__Available data__:

PR #1647, opened 2025-05-14
[16.0][MIG] mail_follower_custom_notification

hbrunn:
In standard Odoo, receiving mail notifications is an all or nothing affair.
This module allows users to decide if they want to receive emails, inbox notifications or both, as well globally as per followed record.

Administrators can also override this settings per message subtype.

Configuration
=============

You can add defaults per message subtype for this settings in Settings /
Technical / Email / Subtypes.

Usage
=====

When followers edit their subscriptions, they will be offered the choice to
override notification settings.

Note subscriptions are only editable for users of the `Technical settings`
group.


hbrunn:
test failure squelched in https://github.com/OCA/social/pull/1648

PR #1649, opened 2025-05-14
[IMP] mail_layout_force: enable in survey emails

kobros-tech:
to force layouts for survey emails.

@wlin-kencove

### DIFF
--- a/mail_layout_force/__manifest__.py
+++ b/mail_layout_force/__manifest__.py
@@ -11,7 +11,7 @@
     "website": "https://github.com/OCA/social",
     "license": "AGPL-3",
     "category": "Marketing",
-    "depends": ["mail"],
+    "depends": ["mail", "survey"],
     "demo": ["demo/mail_layout.xml"],
     "data": [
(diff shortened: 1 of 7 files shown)


mail_layout_force/__manifest__.py
```diff
@@ -11,7 +11,7 @@
     "website": "https://github.com/OCA/social",
     "license": "AGPL-3",
     "category": "Marketing",
-    "depends": ["mail"],
+    "depends": ["mail", "survey"],
```
ivantodorovich, line 14: Please don't add the `survey` dependency to this module.

Instead, create a new glue module (possibly with auto_install: True)
e.g.: `mail_layout_force_survey` / `survey_mail_layout_force`

ivantodorovich (changes requested):

mail_layout_force/__manifest__.py
kobros-tech: no need to merge the PR by the way.

PR #1653, opened 2025-05-18
[16.0][FIX] mass_mailing_unique: constraint message

kobros-tech:


mass_mailing_unique/models/mailing_contact.py
```diff
@@ -12,6 +12,10 @@ class MailingContact(models.Model):
         (
             "unique_email",
             "UNIQUE(email_normalized)",
-            "There's already a contact with this email address",
+            (
+                "There's already an existing 'mailing.contact' record"
```
pedrobaeza: This message should be more user oriented:

```suggestion
                "There's already an existing mailing contact"
```

kobros-tech: I will commit as soon as possible, but maybe later due to some reason.

pedrobaeza (approved):

hbrunn (approved):

Issue #1652, opened 2025-05-18
mass_mailing_partner & mass_mailing_unique


kobros-tech:
If these two modules are installed you will suffer from SQL unique constraint for mailing.contact model whether you have exception message can pop up in res.partner form.

As the message is not descriptive the user will think the exception is inside res.partner model whether it is actually inside mailing.contact model!

Also inside the mailing.contact model if I update the partner I should get its related email updated, but in case the same email is assigned for other mailing.contact record, the exception will not work and you simply find the record updated the partner and its related fields **but the emal field will become empty**.

I fixed both bugs, and will push their fix in 2 PRs in sequence.

My technical advice:

Don't use any _onchange_foo method ever or call it from any where, it should be standalone and used inside its onchange decorator.

If you need create a method to be called inside onchange method and inside other places.

If you need to have a readonly field and use a method to change its value, use a python constraint method but don't use onchange method as the feld will rrefuse changing its value from onchange.

combining onchange + write method is bad and will result it unnecessary loop that we don't like!

https://github.com/OCA/social/pull/1653
https://github.com/OCA/social/pull/1654

kobros-tech:
https://github.com/user-attachments/assets/f2fe470b-0707-4df6-852e-4c264ef5f9ee

kobros-tech:
https://github.com/user-attachments/assets/c1972e7e-9a3d-4aef-8dac-7ea5dba297ec

kobros-tech:
https://github.com/user-attachments/assets/e59d3066-91f3-4602-a6fe-f895cf1a3418

kobros-tech:
@AlexPForgeFlow

I ping you because we discussed a similar issue #https://github.com/OCA/sign/pull/79 for account_avatax_exemption_sign_oca and were not sure.

It's a simiar cause, hoping we change the technique of updating values of readonly fields.

I also welcome your review if you would like.

kobros-tech:
@wlin-kencove
@dnplkndll

@pedrobaeza 
@etobella

kobros-tech:
@pedrobaeza 

This is the goal of this PR #1654

PR #1654, opened 2025-05-18
[16.0][FIX] mass_mailing_partner: control readonly field

kobros-tech:


mass_mailing_partner/models/mailing_contact.py
```diff
@@ -42,16 +42,20 @@ def _check_partner_id_list_ids(self):
...
-    def _onchange_partner_mass_mailing_partner(self):
-        if self.partner_id:
-            self.name = self.partner_id.name
-            self.email = self.partner_id.email
-            self.title_id = self.partner_id.title
-            self.company_name = (
-                self.partner_id.company_id.name or self.partner_id.company_name
-            )
-            self.country_id = self.partner_id.country_id
+    def update_fileds_based_on_partner(self):
```
pedrobaeza:
```suggestion
    def update_fields_based_on_partner(self):
```

mass_mailing_partner/models/mailing_contact.py
```diff
@@ -42,16 +42,20 @@ def _check_partner_id_list_ids(self):
...
+                rec.email = rec.partner_id.email
+                rec.title_id = rec.partner_id.title
+                rec.company_name = (
+                    rec.partner_id.company_id.name or rec.partner_id.company_name
+                )
+                rec.country_id = rec.partner_id.country_id
+
+    @api.constrains("partner_id")
+    def _check_partner_mass_mailing_partner(self):
+        self.update_fileds_based_on_partner()
```
pedrobaeza: This shouldn't be done in a constraint.

pedrobaeza (changes requested):

mass_mailing_partner/models/mailing_contact.py
kobros-tech: I did not understand, what is needed here?

mass_mailing_partner/models/mailing_contact.py
kobros-tech: I wrote about this in an issue, we couldn't also use _onchange outside its parent decorator.

specially with readonly fields.


Could you give me a cause not to use constrains, apart from its official purpose?

I know 1 side effect which is not real life effect, it will appear after saving only.

but we could overcome the side effect by using _onchange (to show instant updates, but the one will really save is the constraint)

mass_mailing_partner/models/mailing_contact.py
pedrobaeza: See the proposal. There's a typo in the method name.

mass_mailing_partner/models/mailing_contact.py
pedrobaeza: The solution is to add `force_save="1"` in the readonly field. That's it. No need of these hacks.

kobros-tech: I didn't know this before 

If I get a link of reference would be great, 👍

pedrobaeza: https://www.odoo.com/es/forum/ayuda-1/readonly-field-in-onchange-method-not-store-value-when-save-148740
https://dev.to/jeevanizm/leveraging-forcesave-in-odoo-for-boolean-fields-dependent-on-onchange-methods-1p7c

mass_mailing_partner/models/mailing_contact.py
```diff
@@ -42,16 +42,20 @@ def _check_partner_id_list_ids(self):
...
+    def update_fields_based_on_partner(self):
+        for rec in self:
+            if rec.partner_id:
+                rec.name = rec.partner_id.name
+                rec.email = rec.partner_id.email
+                rec.title_id = rec.partner_id.title
+                rec.company_name = (
+                    rec.partner_id.company_id.name or rec.partner_id.company_name
+                )
+                rec.country_id = rec.partner_id.country_id
```
pedrobaeza: To reduce one complexity level:

```suggestion
        for rec in self.filtered("partner_id"):
              rec.name = rec.partner_id.name
              rec.email = rec.partner_id.email
              rec.title_id = rec.partner_id.title
              rec.company_name = (
                  rec.partner_id.company_id.name or rec.partner_id.company_name
              )
              rec.country_id = rec.partner_id.country_id
```

mass_mailing_partner/models/mailing_contact.py
```diff
@@ -72,12 +76,6 @@ def create(self, vals_list):
             contact._overwrite_partner(vals, True)
         return result
 
-    def write(self, vals):
```
pedrobaeza, line 75: Why are you removing this?

kobros-tech:
@pedrobaeza 

hi, is it intended to be merged so I can re create the PR?

pedrobaeza:
Ok, please attend comments.

kobros-tech:
sure

kobros-tech:
@pedrobaeza 

please see if I am done with what you request?

mass_mailing_partner/models/mailing_contact.py
pedrobaeza: This question remains unanswered. And I don't get the goal of the overall patch.

kobros-tech:
@pedrobaeza 

I restored the write method.

pedrobaeza:
And can you explain the goal of this PR?

kobros-tech:
@pedrobaeza 

After reviewing the PR, I guess I was intending to use a specic method inside compute method and in other places because I saw errors are following compute method if it is called in other places.

This is what I guess, because I don't remember exactly, forgive my brain.

kobros-tech:
I should have added the error I propose here from the beginning, or maybe I raised an issue I don't remember.

kobros-tech:
Hi @pedrobaeza 

I found the issue for this PR

https://github.com/OCA/social/issues/1652

mass_mailing_partner/views/mailing_contact_view.xml
```diff
@@ -30,31 +30,37 @@
                 <attribute
                     name="attrs"
                 >{'readonly': [('partner_id', '!=', False)]}</attribute>
+                <attribute name="force_save">1</attribute>
             </field>
             <field name="email" position="attributes">
                 <attribute
                     name="attrs"
-                >{'readonly': [('partner_id', '!=', False)]}</attribute>
+                >{'readonly': [('partner_id', '!=', False), ('email', '!=', False)]}</attribute>
```
pedrobaeza, line 38: Then AFAIK, the changes of this file are the only one affected. The rest is non needed refactoring.

kobros-tech:
@pedrobaeza 

I am going to PR what you ask for in a new PR, this one will be closed.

__Work task__: Your reply is one number: how many lines of the records above contain the word "will".

__Answer to this exercise__: 11